PR #281, opened 2025-02-14
Convert dash (and more) to underscore in URL helper names

### LINKED ISSUE #280: Convert dashes in scope/slice URL fragments to underscores in URL helpers
By convention (better SEO etc), dashes are preferred over underscores in URLs, but this results in ugly helpers. Here's an example:

```ruby
# config/routes.rb

module Dashy
  class Routes < Hanami::Routes

    get "foo", to: "action.foo", as: :foo

    scope "myscope" do
      get "foo", to: "action.foo", as: :foo
    end

    scope "my-scope" do
      get "foo", to: "action.foo", as: :foo
    end

    slice :myslice, at: "/myslice" do
      get "foo", to: "action.foo", as: :foo
    end

    slice :my_slice, at: "/my-slice" do
      get "foo", to: "action.foo", as: :foo
    end
  end
end
```

The following routes and URL helpers are created:

```
GET  /foo            action.foo   as :foo
GET  /myscope/foo    action.foo   as :myscope_foo
GET  /my-scope/foo   action.foo   as :"my-scope_foo"  <--
GET  /myslice/foo    action.foo   as :myslice_foo
GET  /my-slice/foo   action.foo   as :"my-slice_foo"  <--
```

For the URL helpers, the dashes should be converted to underscores like so:

```
GET  /foo            action.foo   as :foo
GET  /myscope/foo    action.foo   as :myscope_foo
GET  /my-scope/foo   action.foo   as :my_scope_foo   <--
GET  /myslice/foo    action.foo   as :myslice_foo
GET  /my-slice/foo   action.foo   as :my_slice_foo   <--
```

Discussion: https://discourse.hanamirb.org/t/route-scopes-with-dashes/1120

svoop:
Given a scope (or by extension: a slice) which contains dash `-`, plus `+`, tilde `~` or dot `.` in their URL fragment:

```ruby
# config/routes.rb

module Dashy
  class Routes < Hanami::Routes
    scope "my-scope" do
      get "foo", to: "action.foo", as: :foo
    end
  end
end
```

The dashes etc. are converted to underscores for the corresponding URL helper name:

```
% hanami routes

GET   /my-slice/foo   action.foo   as :my_slice_foo
        ^^^                             ^^^
```

Closes #280

### DIFF
--- a/CHANGELOG.md
+++ b/CHANGELOG.md
@@ -2,6 +2,12 @@
 
 Rack compatible HTTP router for Ruby
 
+## [Unreleased]
+
+### Changed
+
+- [Sven Schwyn] Convert -, +, ~, and . to underscore in URL helper names (#280)
+
 ## v2.2.0 - 2024-11-05
 
 ### Changed
--- a/lib/hanami/router.rb
+++ b/lib/hanami/router.rb
@@ -693,6 +693,10 @@ module Hanami
     # @api private
     PREFIXED_NAME_SEPARATOR = "_"
 
+    # @since x.x.x
+    # @api private
+    UNDERSCORED_NAME_REGEXP = /[\-+~.]/
+
     # @since 2.0.0
     # @api private
     ROOT_PATH = "/"
@@ -800,7 +804,7 @@ module Hanami
       end
 
       if as
-        as = prefixed_name(as)
+        as = prefixed_underscored_name(as)
         add_named_route(path, as, constraints)
       end
 
@@ -872,10 +876,13 @@ module Hanami
       @path_prefix.join(path).to_s
     end
 
-    # @since 2.0.0
+    # @since x.x.x
     # @api private
-    def prefixed_name(name)
-      @name_prefix.relative_join(name, PREFIXED_NAME_SEPARATOR).to_sym
+    def prefixed_underscored_name(name)
+      @name_prefix
+        .relative_join(name, PREFIXED_NAME_SEPARATOR)
+        .gsub(UNDERSCORED_NAME_REGEXP, "_")
+        .to_sym
     end
 
     # Returns a new instance of Hanami::Router with the modified options.
--- a/spec/unit/hanami/router/url_spec.rb
+++ b/spec/unit/hanami/router/url_spec.rb
@@ -9,6 +9,9 @@ RSpec.describe Hanami::Router do
       get "/books/:id", id: /\d+/, to: e, as: :constraints
       get "/articles(.:format)",   to: e, as: :optional
       get "/files/*glob",          to: e, as: :glob
+      scope "/a-b+c~d.e" do
+        get "/hanami", to: e, as: :scoped
+      end
     end
   end
 
@@ -45,6 +48,10 @@ RSpec.describe Hanami::Router do
 
     it "escapes additional params in query string" do
       expect(router.url(:fixed, return_to: "/dashboard")).to eq(URI("#{base_url}/hanami?return_to=%2Fdashboard"))
+    end
+
+    it "prefixes the scope using underscores" do
+      expect(router.url(:a_b_c_d_e_scoped)).to eq(URI("#{base_url}/a-b+c~d.e/hanami"))
     end
 
     # FIXME: should preserve this behavior?


lib/hanami/router.rb
```diff
@@ -693,6 +693,10 @@ def env_for(env, params = {}, options = {})
     # @api private
     PREFIXED_NAME_SEPARATOR = "_"
 
+    # @since 2.3.0
+    # @api private
+    NAME_UNDERSCORE_REGEXP = /[\-+~.]/.freeze
```
cllns, line 698: I don't think the leading `\` does anything, since it just acts as an escape, and `-` doesn't need to be escaped at the beginning of a regexp. It only acts as a regexp separator when it's between two characters. I'm also fine with keeping it though, just to be explicit

spec/unit/hanami/router/url_spec.rb
```diff
@@ -3,13 +3,18 @@
 RSpec.describe Hanami::Router do
   let(:router) do
     e = endpoint
+    # rubocop:disable Layout/ExtraSpacing
```
cllns, line 6: Can we remove this and just comply with the rule instead? It's not as clean looking but it's still fine, especially since this is just a spec

lib/hanami/router.rb
```diff
@@ -878,6 +882,12 @@ def prefixed_name(name)
       @name_prefix.relative_join(name, PREFIXED_NAME_SEPARATOR).to_sym
     end
 
+    # @since 2.3.0
+    # @api private
+    def underscored_name(name)
```
cllns, line 887: It doesn't look like prefixed_name is used anywhere else, and it's defined as a private method + private API, so can we just push the underscoring into that method? It'll save some coercion back-and-forth between symbol and string, but more importantly, it keeps thing simple and doesn't overly abstract helper methods.

cllns (changes requested):
Nice! Thanks for doing this. A few small comments but this looks great :)

lib/hanami/router.rb
svoop: Well spottet, @cllns !

Actually, I quote `-` inside square brackets always and on purpose: Not everybody is experienced enough with Regexp to know and if you add another acceptable character to the front of the list, the unquoted `-` silently flips from being a literal to a range operator. And if this someone is out of luck, the resulting range includes the literal `-` and therefore the tests might not even fail. This quite likely wouldn't be a huge problem here, but it could introduce a difficult to spot bug or even open a security gap elsewhere. Thus, better safe than sorry.

But feel free to insist or change it if you prefer dropping the quote.

spec/unit/hanami/router/url_spec.rb
svoop: Sure thing, removed it.

lib/hanami/router.rb
svoop: Absolutely, it now reads:

```ruby
    def prefixed_name(name)
      @name_prefix
        .relative_join(name, PREFIXED_NAME_SEPARATOR)
        .gsub(NAME_UNDERSCORE_REGEXP, "_")
        .to_sym
    end
```

Hope, the multi-line notation with leading dots  is okay, opinions and tastes differ on this one.

Rubocop appears to be okay with it, but it barks at the constants being declared following `private`:

> Useless private access modifier for constant scope.

How do you deal with such situations?

* Move `private` or exclude the cop rule?
* Mop this up as part of a PR like this one or do a fresh PR for it?

cllns (changes requested):
Thanks for the changes! Looking at this again, I notice we use `prefixed_underscored_name` only once, and pass it directly to `add_named_route`. What if we just do the normalizing in there? Maybe calling is `normalized_as` or even just shadow `as` with the prefixed and underscored version? WDYT?

svoop:
@cllns You're right, the method is only used once in `add_route`, but the resulting `as` is also used a few lines down for the inspector, so moving the normalization to `add_named_route` won't cut it. The normalization could, however, be moved up into `add_route` which adds 3 LOC to a total of 23 LOC. [Looks like this in the end](https://github.com/svoop/hanami-router/blob/e0120c62d5dc15cd6fdacabdf776f0787f5906f8/lib/hanami/router.rb#L794), Rubocop is okay with it.

I'm not sure I understand how you'd "shadow `as`" since it's a local variable and my understanding of shadowing is more along the lines of instavar getters. Could you elaborate this approach?

CHANGELOG.md
```diff
@@ -2,6 +2,12 @@
 
 Rack compatible HTTP router for Ruby
 
+## [Unreleased]
+
+### Changed
+
+- [Sven Schwyn] Convert dash to underscore in URL helper names (#280)
```
cllns, line 9:
```suggestion
- [Sven Schwyn] Convert -, +, ~, and . to underscore in URL helper names (#280)
```

svoop: Done... here and equally in the commit message.

cllns (approved):

lib/hanami/router.rb
```diff
@@ -874,8 +878,11 @@ def prefixed_path(path)
 
     # @since 2.0.0
     # @api private
```
timriley, line 880: Let's reset this to `@since x.x.x` since we've changed the method name.

TBH, I'm in favour of dropping the `@since` on anything that's marked `@api private`. It just adds unnecessary busywork for us. This is a change for another time, though :)

timriley (approved):
Nice work, @svoop! One small request for change, but am happy to see you merge it after that 😄

lib/hanami/router.rb
timriley: Oh, I also notice that this is actually `private` in terms of visibility too. Yeah, I'd definitely support all the `@since` and `@api` tags being removed from these methods.

lib/hanami/router.rb
timriley: I really don't like that rubocop rule. If we haven't disabled it yet, we should.

lib/hanami/router.rb
svoop: I've reset it as per your suggestion and created an issue on the mother ship repo for dropping all `@since` for private APIs at some point: https://github.com/hanami/hanami/issues/1516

▸ **Work request**: A line belongs in the answer if it contains the word "should"; please copy each such line from the material.

▸ **The answer**:
For the URL helpers, the dashes should be converted to underscores like so:
     # FIXME: should preserve this behavior?
timriley: I really don't like that rubocop rule. If we haven't disabled it yet, we should.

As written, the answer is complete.